05-data.Rmd

# Example Dataset {-}

## WASH Benefits Bangladesh Study {#wash} {-}

The example data come from a study of the effect of water quality, sanitation,
hand washing, and nutritional interventions on child development in rural
Bangladesh (WASH Benefits Bangladesh), a cluster randomized controlled trial
[@luby2018effect]. The study enrolled pregnant women in their first or second
trimester from the rural villages of Gazipur, Kishoreganj, Mymensingh, and
Tangail districts of central Bangladesh, with an average of eight women per
cluster. Groups of eight geographically adjacent clusters were block randomized,
using a random number generator, into six intervention groups (all of which
received weekly visits from a community health promoter for the first 6 months
and every 2 weeks for the next 18 months) and a double-sized control group (no
intervention or health promoter visit). The six intervention groups were:

1. chlorinated drinking water;
2. improved sanitation;
3. handwashing with soap;
4. combined water, sanitation, and handwashing;
5. improved nutrition through counseling and provision of lipid-based nutrient
   supplements; and
6. combined water, sanitation, handwashing, and nutrition.

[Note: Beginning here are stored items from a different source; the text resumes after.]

PR #725, opened 2026-07-23
feat(immutable): validate node roles

ralgozino:
### Summary 💡

Validate that:
- Nodes have one and only one role defined in the furyctl.yaml file.
- There are no references to nodes not managed by furyctl.

### Description 📝

Validate (during the validate config step) that the configuration file for an Immutable cluster that:
- All nodes in `.spec.infrastructre.nodes` have _one and only one_ role assigned (i.e. they are referenced as members of load balancers, the control plane, etcd, or node groups).
- All referenced nodes/members in load balancers, the control plane, etcd, and node groups have the corresponding node definition in `.spec.infrastructre.nodes`; i.e. all nodes are managed by furyctl.

With this validation, there's no more risk of defining a node in `.spec.infrastructre.nodes` and then forgetting to use it afterward as member of some role.

Also, we had a fallback to the worker role when the node was not in the other categories. This is not possible anymore, a node that has no role will trigger an error instead of silently being used as a worker and generating all (wrong and unused) the butane/ignition configuration for it.

New errors:
- **`validateNodeRoles`** — every node in `.spec.infrastructure.nodes` is
  referenced by at least one role list; otherwise it errors listing the orphan
  hostnames.
- **`validateNodeReferences`** — every hostname referenced by a role list has a
  matching `.spec.infrastructure.nodes` entry; dangling references are reported.
- **`validateSingleRole`** — a hostname must not appear in more than one role
  list, e.g. `ctrl01 (controlplane, etcd)`. Stacked etcd is expressed by
  **omitting** the `.spec.kubernetes.etcd` block (etcd co-located on the control
  plane); an explicit `etcd` block means dedicated etcd nodes and must not repeat
  control-plane hostnames.

Supporting changes:

- **Single source of truth for role derivation** in the curated public config
  (`public.ImmutableKfdV1Alpha2`): `RoleAssignments()` enumerates every
  `(hostname, role)` pair in role order, and `NodeRole()` / the validators derive
  from it. Added the `NodeRoleNone/ControlPlane/LoadBalancer/Etcd/Worker`
  constants.
- **Schema**: added `SpecKubernetes.NodeGroups` (`SpecKubernetesNodeGroup`),
  mirroring the distribution's `immutable-kfd-v1alpha2.json`. The four role-list
  paths were verified against that schema (they are exactly its four
  `Spec.Kubernetes.Member` references).

Updated some test cases that had outdated structure.

### Breaking Changes 💔

None, this is the right behaviour, any other configuration should have resulted in an error at runtime (e.g. nodes not being used, configured, etc.) that should have been detected by the operator.

### Tests performed 🧪

- [x] Successfuly created an Immutable cluster from scratch.
- [x] Tested adding a node without using it as a member of the roles produces the right error message via `furyctl validate config`.
- [x] Tested adding a node with more than one role produces the right error message via `furyctl validate config`.
- [x] Tested that referencing a hostname that is not declared as node produces the right error message via `furyctl validate config`.

### Future work 🔧

None

- [x] I've considered all the different cluster kinds (KFDDistribution, OnPremises, EKSCluster, Immutable) that may be affected by this change — scoped to Immutable only
- [x] CI is green

### DIFF
--- a/internal/apis/kfd/v1alpha2/immutable/schema.go
+++ b/internal/apis/kfd/v1alpha2/immutable/schema.go
@@ -4,8 +4,136 @@
 
 package immutable
 
+import (
+	"errors"
+	"fmt"
+	"slices"
+	"strings"
+
+	"github.com/sighupio/furyctl/internal/apis/kfd/v1alpha2/immutable/public"
+	yamlx "github.com/sighupio/furyctl/pkg/x/yaml"
+)
+
+// roleListPaths names the config paths that assign roles, shared by the messages below.
+const roleListPaths = ".spec.kubernetes.controlPlane.members, .spec.kubernetes.etcd.members, " +
+	".spec.kubernetes.nodeGroups[].nodes or .spec.infrastructure.loadBalancers.members"
+
+var (
+	ErrNodeWithoutRole = errors.New(
+		"every node defined in .spec.infrastructure.nodes must be assigned at least one role " +
+			"(referenced in " + roleListPaths + ")",
+	)
+	ErrNodeNotDefined = errors.New(
+		"every hostname referenced by a role (" + roleListPaths +
+			") must have a matching entry in .spec.infrastructure.nodes",
+	)
+	ErrNodeMultipleRoles = errors.New(
+		"a node must be assigned a single role, but these hostnames are referenced by more than one of " +
+			roleListPaths +
+			" (for stacked etcd omit the .spec.kubernetes.etcd block instead of repeating hostnames)",
+	)
+)
+
 type ExtraSchemaValidator struct{}
 
-func (*ExtraSchemaValidator) Validate(_ string) error {
+func (*ExtraSchemaValidator) Validate(confPath string) error {
+	conf, err := yamlx.FromFileV3[public.ImmutableKfdV1Alpha2](confPath)
+	if err != nil {
+		return err
+	}
+
+	// Cross-check node lists and role lists: every node has a role, every referenced
+	// hostname is a defined node, and no hostname holds more than one role. Report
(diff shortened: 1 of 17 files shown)


internal/apis/kfd/v1alpha2/immutable/schema.go
```diff
@@ -4,8 +4,136 @@
...
+		return fmt.Errorf("%w: %s", ErrNodeNotDefined, strings.Join(dangling, ", "))
+	}
+
+	return nil
+}
+
+// validateSingleRole asserts no hostname is referenced by more than one role list.
+// Roles are gathered per hostname (first-seen order) for a message like
+// "ctrl01 (controlplane, etcd)".
+func validateSingleRole(conf *public.ImmutableKfdV1Alpha2) error {
```
stefanoghinelli: Should the same hostname be allowed in multiple spec.kubernetes.nodeGroups[].nodes entries?
In `validateSingleRole`, all node groups are grouped into a single worker role; therefore, a node that appears in two node groups would seem to pass validation.

But I might be missing some logic :)

stefanoghinelli (commented):
One question, lgtm otherwise

internal/apis/kfd/v1alpha2/immutable/schema.go
ralgozino: That's a good question, I guess you should not be able to use the same node in two different node groups.

I will fix it, thanks

ralgozino: fixed

stefanoghinelli (approved):

smerlos (approved):
LGTM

In the handbook, we concentrate on child growth (size for age) as the outcome of
interest. For reference, this trial was registered with ClinicalTrials.gov under
registration number NCT01590095.

```{r load_washb_data_intro}
library(readr)
# read in data via readr::read_csv
dat <- read_csv(
  paste0(
    "https://raw.githubusercontent.com/tlverse/tlverse-data/master/",
    "wash-benefits/washb_data.csv"
  )
)
```
For instructional purposes, we start by treating the data as independent and
identically distributed (i.i.d.) random draws from a large target population. We
could account for the clustering of the data (within sampled geographic units),
but, we avoid these details in this handbook for the sake of clarity of
illustration.  Modifications of TL methodology for biased samples, repeated
measures, and related complications, are readily available.

We have `r ncol(dat)` variables measured, of which a single variable is set to
be the outcome of interest. This outcome, $Y$, is the weight-for-height Z-score
(`whz` in `dat`); the treatment of interest, $A$, is the randomized treatment
group (`tr` in `dat`); and the adjustment set (potential baseline confounders),
$W$, consists simply of *everything else*. This results in our observed data
structure being $n$ i.i.d.  copies of $O_i = (W_i, A_i, Y_i)$, for $i = 1,
\ldots, n$.

Using the [`skimr` package](https://CRAN.R-project.org/package=skimr), we can
quickly summarize the variables measured in the WASH Benefits data set:

```{r skim_washb_data, results="asis", echo=FALSE}
library(skimr)
# optionally disable sparkline graphs for PDF output
if (knitr::is_latex_output()) {
  knitr::kable(skim_no_sparks(dat), format = "latex")
} else {
  skim(dat)
}
```
A convenient summary of the relevant variables appears above, complete with a
sparkline visualizations describing the marginal characteristics of each
covariate. Note that the *asset* variables reflect socioeconomic status of the
study participants. Notice also the uniform distribution of the treatment groups
(with twice as many controls) -- this is, of course, by design.